Specifically, it means that you have to deal with generalizing your values to new situations, but without the IID assumption, you can’t just interpolate from existing values anymore, and you will likely overfit to your IID data points, and that’s the better case. In other words, your behavior will be dominated by your inductive biases and priors. And my fear is that given real life examples of intelligence differences that violate IID distributions, things end up misaligned really fast. I’m not saying that we are doomed, but I want to call this out since I think breaking IID will most likely cause Turner to do something really bad to his brother if we allow even one order of magnitude more compute.
Scale this up to human civilization relying on IID distributions in intelligence, and I’m much more careful than Turner is in trying to extrapolate.
This seems like you’re confusing two things here, because the thing you would want is not knowable by introspection. What I think you’re introspecting is that if you’d noticed that the-thing-you-pursued-so-far was different from what your brother actually wants, you’d do what he actually wants. But the-thing-you-pursued-so-far doesn’t play the role of “your utility function” in the goodhart argument. All of you plays into that. If the goodharting were to play out, your detector for differences between the-thing-you-pursued-so-far and what-your-brother-actually-wants would simply fail to warn you that it was happening, because it too can only use a proxy measure for the real thing.
I want to know whether, as a matter of falsifiable fact, I would enact good outcomes by my brother’s values were I very powerful and smart. You seem to be sympathetic to the falsifiable-in-principle prediction that, no, I would not. (Is that true?)
Anyways, I don’t really buy this counterargument, but we can consider the following variant (from footnote 2):
“True” values: My own (which I have access to)
“Proxy” values: My brother’s model of my values (I have a model of his model of my values, as part of the package deal by which I have a model of him)
I still predict that he would bring about a good future by my values. Unless you think my predictive model is wrong? I could ask him to introspect on this scenario and get evidence about what he would do?
That prediction may be true. My argument is that “I know this by introspection” (or, introspection-and-generalization-to-others) is insufficient. For a concrete example, consider your 5-year-old self. I remember some pretty definite beliefs I had about my future self that turned out wrong, and if I ask myself how aligned I am with it I don’t even know how to answer, he just seems way too confused and incoherent.
I think it’s also not absurd that you do have perfect caring in the sense relevant to the argument. This does not require that you don’t make mistakes currently.
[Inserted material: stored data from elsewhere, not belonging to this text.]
PR #4509, opened 2025-05-28
Bump Spicy to pull in fix.

### LINKED ISSUE #4501: Spicy parser in`&eod` parsing raises error on teardown
I would expect a parser which extracts `bytes` with `&eod` to gracefully finish parsing. Instead an error is raised when its fiber is shut down.

```
# @TEST-EXEC: spicyz -d foo.spicy foo.evt -o foo.hlto
# @TEST-EXEC: zeek -Cr ${TRACES}/http/206_example_b.pcap foo.hlto "Spicy::enable_print=T" >output 2>&1
#
# @TEST-START-FILE foo.spicy
module foo;

public type X = unit {
    : bytes &eod;

    on %error(e: string) {
        print "ERROR: %s" % e;
    }
};

# @TEST-END-FILE

# @TEST-START-FILE foo.evt
import foo;

protocol analyzer X over TCP:
    parse with foo::X,
    port 0/tcp-65535/tcp;
# @TEST-END-FILE
```

Before https://github.com/zeek/zeek/commit/3362d44e0c178d3df3fec25a6ae3cbaf9f5f6035 (#4015) which landed for zeek-7.1.0 this would show no error, but from that commit on it shows `ERROR: std::exception` (I opened https://github.com/zeek/spicy/pull/2073 to improve that error message).

If we fix this we should backport the fix to `release/7.2`.

rsmmr:
Includes a new regression test.

Closes #4501.


testing/btest/spicy/tcp-eod-behavior-on-destroy.zeek
```diff
@@ -0,0 +1,39 @@
...
+
+public type X = unit {
+    : bytes &eod;
+
+    on %init() {
+        print "INIT", zeek::conn_id(), zeek::is_orig();
+    }
+
+    on %done() {
+        print "DONE", zeek::conn_id(), zeek::is_orig(); # should not be called for instance not reaching &eod
```
bbannier, line 22: Ups, didn't realize this PCAP had an incomplete flow when I picked it for the reproducer, I guess that is a useful feature to test, even though not every `INIT` having a `DONE` is pretty subtle given the number of frames in that file. Nothing to do.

If you can, with increasing intelligence/information, correct yourself, then the pointer is perfect in the relevant sense. “Caring about the values of person X” is relatively simple and may come out of evolution whereas “those values directly” may not.
My short answer: Violations of the IID assumption is the likeliest problem in trying to generalize your values, and I see this as the key flaw underlying the post.
What does that mean? Can you give an example to help me follow?
Specifically, it means that you have to deal with generalizing your values to new situations, but without the IID assumption, you can’t just interpolate from existing values anymore, and you will likely overfit to your IID data points, and that’s the better case. In other words, your behavior will be dominated by your inductive biases and priors. And my fear is that given real life examples of intelligence differences that violate IID distributions, things end up misaligned really fast. I’m not saying that we are doomed, but I want to call this out since I think breaking IID will most likely cause Turner to do something really bad to his brother if we allow even one order of magnitude more compute.
Scale this up to human civilization relying on IID distributions in intelligence, and I’m much more careful than Turner is in trying to extrapolate.